Changemakers, an online community for social entrepreneurs, held three online competitions in 2006–2007 to generate innovative projects in three categories:
- Intimate partner violence
- "Disruptive innovations" in health and health care
- Computer and video games to promote health.
Changemakers seeks to provide a forum in which social innovators can develop solutions to entrenched health and social problems. It uses online "open-source" collaborative competitions to generate these solutions.
Changemakers is an initiative of Ashoka: Innovators for the Public, an organization that promotes social entrepreneurship worldwide.
- In 2006–2007, the Robert Wood Johnson Foundation (RWJF) funded the three online competitions. Four judges, including a program officer at RWJF, chose 12 finalists and, from them, the three winners with the most innovative solutions. The winners each received $5,000.

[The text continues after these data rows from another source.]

PR #619, opened 2024-05-29
[16.0][IMP] barcodes_generator_abstract: Avoid double iteration on base generation

dalonsofl:
### Module

barcodes_generator_abstract

### Describe the bug

The base is changed when it is generated by having the ‘Automatic generation’ marked in the barcode nomenclature.

### To Reproduce

1. Configure the Automatic generation in the barcode nomenclature
2. Create / Edit a product barcode rule
3. Press on "Generate base"

(image from runboat OCA)

image

image

image

image

**Affected versions:**

16.0

**Additional context**

The problem is that when going through this function inside the [barcodes_generator_product](https://github.com/OCA/stock-logistics-barcode/tree/16.0/barcodes_generator_product) it goes back through the generate_base() and a recalculation of the base incorrectly, as it already has one before. With this change it would be solved

### DIFF
--- a/barcodes_generator_abstract/tests/test_barcodes_generator_abstract.py
+++ b/barcodes_generator_abstract/tests/test_barcodes_generator_abstract.py
@@ -82,6 +82,8 @@ class TestBarcodesGeneratorAbstract(TransactionCase, FakeModelLoader):
         self.user_fake.generate_barcode()
         self.assertEqual(self.user_fake.barcode, "2000001000007")
 
+        self.user_fake.barcode_base = False
+
         self.user_fake.generate_base()
         self.assertEqual(self.user_fake.barcode_base, 2)
         self.user_fake.generate_barcode()
--- a/barcodes_generator_abstract/models/barcode_generate_mixin.py
+++ b/barcodes_generator_abstract/models/barcode_generate_mixin.py
@@ -67,7 +67,7 @@ class BarcodeGenerateMixin(models.AbstractModel):
                         " 'Generate Type' set to 'Base managed by Sequence'"
                     )
                 )
-            else:
+            elif not item.barcode_base:
                 item.barcode_base = item.barcode_rule_id.sequence_id.next_by_id()
 
     def generate_barcode(self):


barcodes_generator_abstract/tests/test_barcodes_generator_abstract.py
```diff
@@ -82,11 +82,6 @@ def test_generate_sequence_sequence(self):
         self.user_fake.generate_barcode()
         self.assertEqual(self.user_fake.barcode, "2000001000007")
 
-        self.user_fake.generate_base()
-        self.assertEqual(self.user_fake.barcode_base, 2)
-        self.user_fake.generate_barcode()
-        self.assertEqual(self.user_fake.barcode, "2000002000006")
-
```
legalsylvain: Why do you remove this test. It looks valid ?

legalsylvain (changes requested):

barcodes_generator_abstract/tests/test_barcodes_generator_abstract.py
dalonsofl: Hi! Because it will be the same base and barcode. With this change if the product already has a base, it will not generate a new one

aliciagaarzo (approved):
LGTM!

barcodes_generator_abstract/tests/test_barcodes_generator_abstract.py
legalsylvain: If the code is called two times, It should be fixed. But this change is not desired.

dalonsofl: I don't undestand really well, it make sense that it doesn't change because you can't change the base two times in UI

legalsylvain: Maybe I did'nt understood the point. I'll investigate a little. 
Thanks for your time.

amarcosg (approved):
Code review LGTM!

barcodes_generator_abstract/tests/test_barcodes_generator_abstract.py
pedrobaeza: Any news, @legalsylvain ?

legalsylvain: I just investigated a little. the problem exists.

I permit me to fix it with https://github.com/OCA/stock-logistics-barcode/pull/651.

@dalonsofl : could you review it ? 

thanks !

dalonsofl: Hi @legalsylvain !

I checked the PR and it looks great!

I change my test like yours and it seems to work great too.

I get the same value with your PR as mine, so both of them are correct.

What do you think with the new changes?

Thanks!!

- The three competitions were:
- "No Private Matter! Ending Abuse in Intimate and Family Relations." Winners were announced May 1, 2007. See Sidebar on the three winning projects.
- "Disruptive Innovations in Health and Health Care: Solutions People Want." Winners announced August 29, 2007. For this competition, the online Changemakers community selected three winners in an "open-source" voting process. See Sidebar on the three winning projects. In November 2007, RWJF invited 11 of the 307 entrants to compete for a total of $5 million in grants.
- "Why Games Matter: A Prescription for Improving Health and Health Care" The winners were announced November 8, 2007.) For this competition, the online Changemakers community selected three winners in an "open-source" voting process. See Sidebar on the three winning projects.
Afterward: RWJF has supported three additional online open source competitions run by Ashoka:
- To help young men at risk reach their greatest potential; a $240,000 grant from November 2007 to July 2008.
- To create a new financial market for social entrepreneurs focusing on health and health care in the U.S.; a $1,540,175 grant from August 2005 to August 2009 (ID# 052599).
- To advance social change goals—2008–2010; a $2,588,125 grant from August 2008 to April 2011 (ID# 063695).